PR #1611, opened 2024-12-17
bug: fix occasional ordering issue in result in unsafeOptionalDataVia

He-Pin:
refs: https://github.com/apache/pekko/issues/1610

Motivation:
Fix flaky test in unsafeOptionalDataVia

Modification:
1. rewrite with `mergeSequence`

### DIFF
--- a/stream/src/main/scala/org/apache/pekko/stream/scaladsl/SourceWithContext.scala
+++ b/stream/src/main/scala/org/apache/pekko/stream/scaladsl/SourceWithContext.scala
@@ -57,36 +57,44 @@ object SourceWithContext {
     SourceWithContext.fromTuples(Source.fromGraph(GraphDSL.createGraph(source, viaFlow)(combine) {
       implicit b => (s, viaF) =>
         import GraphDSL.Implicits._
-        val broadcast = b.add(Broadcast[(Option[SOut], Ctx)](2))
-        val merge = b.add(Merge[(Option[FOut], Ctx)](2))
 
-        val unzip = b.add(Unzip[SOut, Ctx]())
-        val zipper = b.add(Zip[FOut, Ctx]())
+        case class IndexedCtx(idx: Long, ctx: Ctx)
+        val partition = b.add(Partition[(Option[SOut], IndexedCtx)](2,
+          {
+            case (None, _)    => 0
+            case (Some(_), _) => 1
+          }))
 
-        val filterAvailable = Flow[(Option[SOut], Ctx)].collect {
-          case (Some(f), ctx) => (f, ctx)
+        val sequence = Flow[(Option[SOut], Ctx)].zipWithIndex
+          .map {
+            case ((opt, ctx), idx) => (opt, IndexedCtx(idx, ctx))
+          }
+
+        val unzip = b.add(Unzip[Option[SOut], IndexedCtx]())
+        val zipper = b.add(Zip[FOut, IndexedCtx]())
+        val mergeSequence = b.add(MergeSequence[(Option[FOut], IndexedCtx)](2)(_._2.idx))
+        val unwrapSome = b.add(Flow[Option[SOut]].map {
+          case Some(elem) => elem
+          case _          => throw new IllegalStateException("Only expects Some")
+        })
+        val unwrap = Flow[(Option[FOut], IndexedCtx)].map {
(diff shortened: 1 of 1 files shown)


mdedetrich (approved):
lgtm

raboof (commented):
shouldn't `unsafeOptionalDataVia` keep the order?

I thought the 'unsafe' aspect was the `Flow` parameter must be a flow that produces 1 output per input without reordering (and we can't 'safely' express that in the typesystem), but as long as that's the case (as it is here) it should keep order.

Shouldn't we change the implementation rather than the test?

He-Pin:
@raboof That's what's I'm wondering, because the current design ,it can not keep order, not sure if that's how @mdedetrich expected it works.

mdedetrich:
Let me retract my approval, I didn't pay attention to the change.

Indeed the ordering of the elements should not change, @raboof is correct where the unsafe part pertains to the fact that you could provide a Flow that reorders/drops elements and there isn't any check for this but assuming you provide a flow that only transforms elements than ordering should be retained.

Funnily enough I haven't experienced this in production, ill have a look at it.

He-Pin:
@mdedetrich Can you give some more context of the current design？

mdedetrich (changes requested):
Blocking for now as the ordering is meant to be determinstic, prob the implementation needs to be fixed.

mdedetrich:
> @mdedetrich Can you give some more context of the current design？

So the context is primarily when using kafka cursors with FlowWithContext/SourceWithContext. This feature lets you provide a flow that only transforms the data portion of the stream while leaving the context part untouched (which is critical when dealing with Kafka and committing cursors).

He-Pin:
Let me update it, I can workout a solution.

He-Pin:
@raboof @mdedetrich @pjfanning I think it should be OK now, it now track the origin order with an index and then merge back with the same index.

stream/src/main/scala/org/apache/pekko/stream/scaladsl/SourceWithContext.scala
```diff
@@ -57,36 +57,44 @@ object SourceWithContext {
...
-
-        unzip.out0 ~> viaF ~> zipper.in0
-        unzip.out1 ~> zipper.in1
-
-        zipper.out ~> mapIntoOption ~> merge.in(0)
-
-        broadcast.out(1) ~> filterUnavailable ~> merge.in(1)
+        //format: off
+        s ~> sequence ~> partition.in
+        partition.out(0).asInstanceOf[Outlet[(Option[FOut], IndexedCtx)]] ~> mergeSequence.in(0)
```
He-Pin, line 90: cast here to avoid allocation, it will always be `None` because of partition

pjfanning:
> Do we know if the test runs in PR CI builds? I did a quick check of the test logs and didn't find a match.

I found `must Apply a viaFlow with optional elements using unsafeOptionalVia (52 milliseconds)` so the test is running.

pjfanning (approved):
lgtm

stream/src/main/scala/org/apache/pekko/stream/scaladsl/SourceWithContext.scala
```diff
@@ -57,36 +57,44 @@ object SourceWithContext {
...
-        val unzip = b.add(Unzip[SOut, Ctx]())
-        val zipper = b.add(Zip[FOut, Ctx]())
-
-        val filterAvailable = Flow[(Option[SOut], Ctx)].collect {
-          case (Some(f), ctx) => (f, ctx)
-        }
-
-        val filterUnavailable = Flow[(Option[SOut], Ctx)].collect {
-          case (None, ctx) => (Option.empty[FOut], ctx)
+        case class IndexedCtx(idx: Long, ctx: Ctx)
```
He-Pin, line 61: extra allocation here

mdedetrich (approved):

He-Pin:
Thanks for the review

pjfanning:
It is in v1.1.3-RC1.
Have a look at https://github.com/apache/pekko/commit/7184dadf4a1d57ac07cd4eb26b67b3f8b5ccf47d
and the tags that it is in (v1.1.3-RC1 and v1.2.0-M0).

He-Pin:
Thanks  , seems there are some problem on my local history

---

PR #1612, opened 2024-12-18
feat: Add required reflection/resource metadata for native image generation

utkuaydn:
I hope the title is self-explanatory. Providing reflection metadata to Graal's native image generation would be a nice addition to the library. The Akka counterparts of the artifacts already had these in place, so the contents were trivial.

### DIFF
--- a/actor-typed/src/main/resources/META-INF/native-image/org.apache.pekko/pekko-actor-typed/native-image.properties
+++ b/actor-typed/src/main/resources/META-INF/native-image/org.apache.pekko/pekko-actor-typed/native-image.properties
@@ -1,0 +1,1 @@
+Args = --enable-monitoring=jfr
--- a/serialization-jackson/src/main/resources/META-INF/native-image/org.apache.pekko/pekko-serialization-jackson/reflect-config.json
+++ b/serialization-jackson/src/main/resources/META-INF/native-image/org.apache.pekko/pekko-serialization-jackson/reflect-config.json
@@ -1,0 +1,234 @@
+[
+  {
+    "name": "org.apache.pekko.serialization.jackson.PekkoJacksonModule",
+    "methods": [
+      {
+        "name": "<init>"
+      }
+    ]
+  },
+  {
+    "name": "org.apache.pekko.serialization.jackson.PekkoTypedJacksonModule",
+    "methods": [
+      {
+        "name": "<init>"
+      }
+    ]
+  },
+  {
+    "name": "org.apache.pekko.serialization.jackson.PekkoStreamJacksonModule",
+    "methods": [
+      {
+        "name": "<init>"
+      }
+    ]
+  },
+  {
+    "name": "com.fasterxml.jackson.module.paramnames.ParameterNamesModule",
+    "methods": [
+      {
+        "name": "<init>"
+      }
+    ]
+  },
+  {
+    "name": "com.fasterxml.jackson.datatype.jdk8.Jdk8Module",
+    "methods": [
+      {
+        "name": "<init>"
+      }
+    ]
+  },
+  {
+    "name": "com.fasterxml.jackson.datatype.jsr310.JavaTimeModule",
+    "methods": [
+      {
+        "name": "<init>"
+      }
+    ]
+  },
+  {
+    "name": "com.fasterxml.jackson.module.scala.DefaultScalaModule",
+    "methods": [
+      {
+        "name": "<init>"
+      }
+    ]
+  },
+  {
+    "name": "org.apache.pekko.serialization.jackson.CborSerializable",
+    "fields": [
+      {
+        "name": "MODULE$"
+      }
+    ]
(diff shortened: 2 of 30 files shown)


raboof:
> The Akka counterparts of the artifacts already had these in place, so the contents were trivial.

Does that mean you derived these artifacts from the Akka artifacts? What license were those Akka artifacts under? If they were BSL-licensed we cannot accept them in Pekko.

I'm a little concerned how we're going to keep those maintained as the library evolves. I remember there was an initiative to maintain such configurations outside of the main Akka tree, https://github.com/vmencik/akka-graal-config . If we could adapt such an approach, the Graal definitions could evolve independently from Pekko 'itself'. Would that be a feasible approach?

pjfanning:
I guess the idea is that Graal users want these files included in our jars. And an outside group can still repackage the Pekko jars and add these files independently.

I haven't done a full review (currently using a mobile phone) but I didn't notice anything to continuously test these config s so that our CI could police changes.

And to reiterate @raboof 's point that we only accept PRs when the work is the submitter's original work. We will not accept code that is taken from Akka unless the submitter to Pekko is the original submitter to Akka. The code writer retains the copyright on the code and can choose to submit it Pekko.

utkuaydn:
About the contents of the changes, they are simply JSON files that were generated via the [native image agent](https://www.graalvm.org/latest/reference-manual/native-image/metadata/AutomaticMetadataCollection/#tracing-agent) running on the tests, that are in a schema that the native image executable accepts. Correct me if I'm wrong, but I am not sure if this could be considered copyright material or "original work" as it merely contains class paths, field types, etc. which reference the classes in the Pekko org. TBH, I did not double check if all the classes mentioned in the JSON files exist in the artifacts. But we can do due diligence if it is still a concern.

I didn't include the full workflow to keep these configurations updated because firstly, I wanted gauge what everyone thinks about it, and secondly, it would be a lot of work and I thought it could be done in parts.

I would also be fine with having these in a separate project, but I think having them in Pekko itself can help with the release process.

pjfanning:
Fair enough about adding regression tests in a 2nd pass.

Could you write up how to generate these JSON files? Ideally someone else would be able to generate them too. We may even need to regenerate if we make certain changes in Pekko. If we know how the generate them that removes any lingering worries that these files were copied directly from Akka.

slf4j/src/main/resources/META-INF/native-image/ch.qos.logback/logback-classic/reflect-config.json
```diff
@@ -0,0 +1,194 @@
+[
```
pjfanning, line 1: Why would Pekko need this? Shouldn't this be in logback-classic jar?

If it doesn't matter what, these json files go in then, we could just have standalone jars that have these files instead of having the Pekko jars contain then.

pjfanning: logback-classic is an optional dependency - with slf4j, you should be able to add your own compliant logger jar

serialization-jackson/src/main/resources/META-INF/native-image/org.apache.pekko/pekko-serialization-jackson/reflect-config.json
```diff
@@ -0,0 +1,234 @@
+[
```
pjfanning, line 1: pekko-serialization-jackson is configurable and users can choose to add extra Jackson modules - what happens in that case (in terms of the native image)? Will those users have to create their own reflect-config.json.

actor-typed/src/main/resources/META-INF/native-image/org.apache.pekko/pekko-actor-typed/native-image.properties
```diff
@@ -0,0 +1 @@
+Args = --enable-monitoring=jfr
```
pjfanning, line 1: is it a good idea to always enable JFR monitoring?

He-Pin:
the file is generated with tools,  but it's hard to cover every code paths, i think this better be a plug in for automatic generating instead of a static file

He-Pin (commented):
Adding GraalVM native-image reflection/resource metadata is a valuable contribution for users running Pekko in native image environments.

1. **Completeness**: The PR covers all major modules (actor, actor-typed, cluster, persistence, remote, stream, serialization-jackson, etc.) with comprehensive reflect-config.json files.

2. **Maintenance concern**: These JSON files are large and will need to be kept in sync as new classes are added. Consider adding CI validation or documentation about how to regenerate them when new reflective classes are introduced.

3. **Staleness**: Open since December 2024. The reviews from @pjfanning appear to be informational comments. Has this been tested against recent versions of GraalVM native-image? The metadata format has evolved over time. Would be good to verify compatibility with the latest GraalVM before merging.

- [Task directions]
From the lines above, copy those that contain the word "pjfanning".

- [Answer box]
@raboof @mdedetrich @pjfanning I think it should be OK now, it now track the origin order with an index and then merge back with the same index.
pjfanning:
pjfanning (approved):
pjfanning:
pjfanning:
pjfanning:
pjfanning, line 1: Why would Pekko need this? Shouldn't this be in logback-classic jar?
pjfanning: logback-classic is an optional dependency - with slf4j, you should be able to add your own compliant logger jar
pjfanning, line 1: pekko-serialization-jackson is configurable and users can choose to add extra Jackson modules - what happens in that case (in terms of the native image)? Will those users have to create their own reflect-config.json.
pjfanning, line 1: is it a good idea to always enable JFR monitoring?
3. **Staleness**: Open since December 2024. The reviews from @pjfanning appear to be informational comments. Has this been tested against recent versions of GraalVM native-image? The metadata format has evolved over time. Would be good to verify compatibility with the latest GraalVM before merging.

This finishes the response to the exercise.